──────── RECORDS FOR THIS EXERCISE

PR #509, opened 2021-08-03
Improve error message for proto payload converters

alexshtin:


converter/proto_payload_converter.go
```diff
@@ -106,7 +110,7 @@ func (c *ProtoPayloadConverter) FromPayload(payload *commonpb.Payload, valuePtr
 		return fmt.Errorf("type: %T: %w", protoValue, ErrTypeNotImplementProtoMessage)
 	}
 
-	// If case if original value is nil, create new instance.
+	// In case if original value is nil, create new instance.
```
Sushisource, line 113:
```suggestion
	// If original value is nil, create new instance.
```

────────────────

- TO DO
Quote each line above in full, word for word.

- THE COMPLETED TASK
PR #509, opened 2021-08-03
Improve error message for proto payload converters

alexshtin:


converter/proto_payload_converter.go
```diff
@@ -106,7 +110,7 @@ func (c *ProtoPayloadConverter) FromPayload(payload *commonpb.Payload, valuePtr
 		return fmt.Errorf("type: %T: %w", protoValue, ErrTypeNotImplementProtoMessage)
 	}
 
-	// If case if original value is nil, create new instance.
+	// In case if original value is nil, create new instance.
```
Sushisource, line 113:
```suggestion
	// If original value is nil, create new instance.
```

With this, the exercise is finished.